J Med Internet Res. 2026 Jul 10;28:e101388. doi: 10.2196/101388.
ABSTRACT
BACKGROUND: Parenting interventions can improve parental and child outcomes across diverse settings. However, less is known about how family size, including the number of children, shapes baseline conditions, and how intervention effects unfold over time. Most studies also focus on average treatment effects, with limited attention to heterogeneity across family contexts and trajectories of change.
OBJECTIVE: This study examined whether the number of children was associated with baseline differences in parental and child outcomes, moderated immediate postintervention effects, and shaped postintervention trajectories over 6- and 12-month follow-up periods.
METHODS: We conducted secondary analysis of a pragmatic cluster randomized controlled trial evaluating a universal digital-human parenting intervention delivered through the preschool system in China (N=541). Families were categorized by the number of children (1, 2, 3, or more). We examined (1) baseline differences in parental and child outcomes, (2) moderation of intervention effectiveness at immediate postintervention, and (3) trajectories of change over 6- and 12-month follow-up periods using mixed-effects models.

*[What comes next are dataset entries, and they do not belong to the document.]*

PR #57, opened 2018-10-04
Add default value if workspace configuration is not available

benoitf:
Theia is not implementing the workspace configuration for now (in progress)
So provide a default json value directly instead

Change-Id: Ie3e039954b2a0a20e128145794feaff4d2ea1c63
Signed-off-by: Florent BENOIT <fbenoit@redhat.com>

### DIFF
--- a/src/extension.ts
+++ b/src/extension.ts
@@ -89,8 +89,34 @@ export function activate(context: ExtensionContext) {
   function getSettings(): JSON {
     let configXML = workspace.getConfiguration();
     configXML = configXML.get('xml');
-    let x = JSON.stringify(configXML);
-    let settings: JSON = JSON.parse(x);
+    let settings: JSON;
+    if (!configXML) {
+      const defaultValue = {
+        logs: {
+
+        },
+        xml: {
+          trace: {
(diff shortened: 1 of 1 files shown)


fbricon:
Why is this needed? The server has the same default values so it should "just work"

benoitf:
@fbricon as I said in the description, Theia is not yet handling the workspace description so all settings of package.json are ignored when we deploy this vscode extension on it.
With that, it allows to make this extension for the meantime.

benoitf:
inside of Theia vscode-xml

fbricon:
I get that, but if no settings are sent, then the server's default settings will be used instead. AFAIK, the server's defaults are identical to vscode-xml's

benoitf:
so as `configXML` is undefined, and as code is using 
```typescript
settings['logs']['file'] = logfile;
```

you only want that I add an empty json supporting this attribute and not the others ?

NikolasKomonen:
@benoitf The structure of the json needs to be changed, but I'll submit an updated version of your pr. I've been testing it and it works well.

benoitf:
OK

PR #58, opened 2018-10-09
Add default value if workspace configuration is not available (modified)

NikolasKomonen:
Modification of #57


NikolasKomonen:
@fbricon can you review

PR #62, opened 2018-10-16
autoClosingBrackets are forced off if autoCloseTags is enabled

NikolasKomonen:


src/extension.ts
```diff
@@ -75,6 +75,17 @@ export function activate(context: ExtensionContext) {
 
   function getSettings(): JSON {
     let configXML = workspace.getConfiguration();
+
+    let autoCloseTags = configXML.get("xml.completion.autoCloseTags");
```
fbricon: this should only happen on configuration change on the client side.
there's no need to send that config to the server

src/extension.ts
```diff
@@ -75,6 +75,17 @@ export function activate(context: ExtensionContext) {
...
+    let autoClosingBrackets = configXML.get("[xml]")["editor.autoClosingBrackets"];
+    if (autoCloseTags && autoClosingBrackets != "never") {
```
fbricon: you need to ask permission for changing the value. Not do it 1st and ask for forgiveness

src/extension.ts
```diff
@@ -45,11 +44,12 @@ export function activate(context: ExtensionContext) {
       revealOutputChannelOn: RevealOutputChannelOn.Never,
       initializationOptions: { settings: getSettings() },
       synchronize: {
-        configurationSection: ['xml']
+        configurationSection: ['xml', '[xml]']
```
fbricon: is this required? The server doesn't need to get synchronize on [xml] I think

NikolasKomonen: It allows for [specific language configurations](https://github.com/redhat-developer/vscode-xml/pull/62/files#diff-b9cfc7f2cdf78a7f4b91a753d10865a2R155) to be considered for didChangeConfiguration.

src/extension.ts
```diff
@@ -102,11 +105,33 @@ export function activate(context: ExtensionContext) {
...
+      "'xml.completion.autoCloseTags' cannot be enabled while '[xml].editor.autoClosingBrackets' does not equal 'never'.", 
+        "autoCloseTags = false", 
+        "autoClosingBrackets = 'never'").then((selection) => {
+          if(selection == "autoClosingBrackets = 'never'") {
+            workspace.getConfiguration().update("[xml]", { "editor.autoClosingBrackets": "never" }, true).then(
+              () => console.log('[xml].editor.autoClosingBrackets globally set to never'),
+              (error) => console.log(error)
+            );
+          }
+          else {
```
fbricon: be careful, this is the case when user presses escape. You don't want to do anything if action gets cancelled on purpose

NikolasKomonen: good catch, ill fix

src/extension.ts
```diff
@@ -102,11 +105,33 @@ export function activate(context: ExtensionContext) {
...
 
-
-
-
+function verifyConfigurations() {
+  let configXML = workspace.getConfiguration();
+  let autoCloseTags = configXML.get("xml.completion.autoCloseTags");
+  let autoClosingBrackets = configXML.get("[xml]")["editor.autoClosingBrackets"];
+  if (autoCloseTags && autoClosingBrackets != "never") {
+    window.showInformationMessage(
```
fbricon: showWarningMessage

src/extension.ts
```diff
@@ -102,11 +105,33 @@ export function activate(context: ExtensionContext) {
...
 
-
-
-
+function verifyConfigurations() {
+  let configXML = workspace.getConfiguration();
+  let autoCloseTags = configXML.get("xml.completion.autoCloseTags");
+  let autoClosingBrackets = configXML.get("[xml]")["editor.autoClosingBrackets"];
+  if (autoCloseTags && autoClosingBrackets != "never") {
+    window.showWarningMessage(
```
fbricon: the message briefly shows up when the extension starts, then disappears. You should probably store a copy of the config on each check. When the 1st check happens, there's no oldConfig value, you do nothing (except storing the current config into oldConfig)

As for the message, I'd rather display something like:
> "The `[xml].editor.autoClosingBrackets` setting conflicts with `xml.completion.autoCloseTags`. It's recommended to disable it."

with 2 options: `Disable` and `Don't show again`.
If disable is selected, you need to check where is autoClosingBrackets set, using configXML.inspect(key). Then update the new value at the same place (globally vs locally)
If don't show again, then you need to store a `xml.completion.autoClosingBracketsConflictWarning` globally, that you can check again on next call to verifyConfigurations()

NikolasKomonen: The message disappearing is because of didChangeConfiguration being called twice since we have intializationOptions being called (I dont think its needed anyways).

And Ill fix to match what you said for the message.

src/extension.ts
```diff
@@ -102,11 +117,64 @@ export function activate(context: ExtensionContext) {
...
     return settings;
   }
+}
 
 
+function verifyAutoClosing() {
+  let configXML = workspace.getConfiguration();
+  let autoCloseTags = configXML.get("xml.completion.autoCloseTags");
+  let autoClosingBrackets = configXML.get("[xml]");
+  console.log(autoClosingBrackets);
```
fbricon: remove log

src/extension.ts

RESULTS: Of the 541 enrolled families, 494 were included in the complete-case baseline analysis. Compared with 1-child families, 2-child families, and families with 3 or more children, reported lower levels of baseline early learning and stimulation and proactive parenting, as well as greater endorsement of corporal punishment and higher parenting stress. We found no statistically significant evidence that the number of children moderated immediate postintervention effects. In intervention-group trajectory analyses, 2-child families showed greater improvement in early learning and stimulation at the 6-month follow-up (b=3.966, 95% CI 1.468-6.463). Families with 3 or more children showed a similar pattern (b=5.749, 95% CI 0.536-10.962), although estimates for this subgroup were less precise because of the small sample size. This subgroup also showed larger but more variable reductions in selected child behavioral outcomes over follow-up.
CONCLUSIONS: Family size might not always be associated with short-term intervention effectiveness but was associated with divergence in longer-term trajectories. These findings suggest that caregiving demands are relevant for the sustainability of intervention effects. By integrating baseline differences, short-term effects, and longitudinal trajectories within a single framework, this study highlights the importance of moving beyond average treatment effects to more dynamic, context-sensitive evaluations. Designing parenting interventions, particularly scalable digital-human programs, that incorporate sustained and context-responsive support may be critical for addressing variation in family structure and enhancing long-term effectiveness.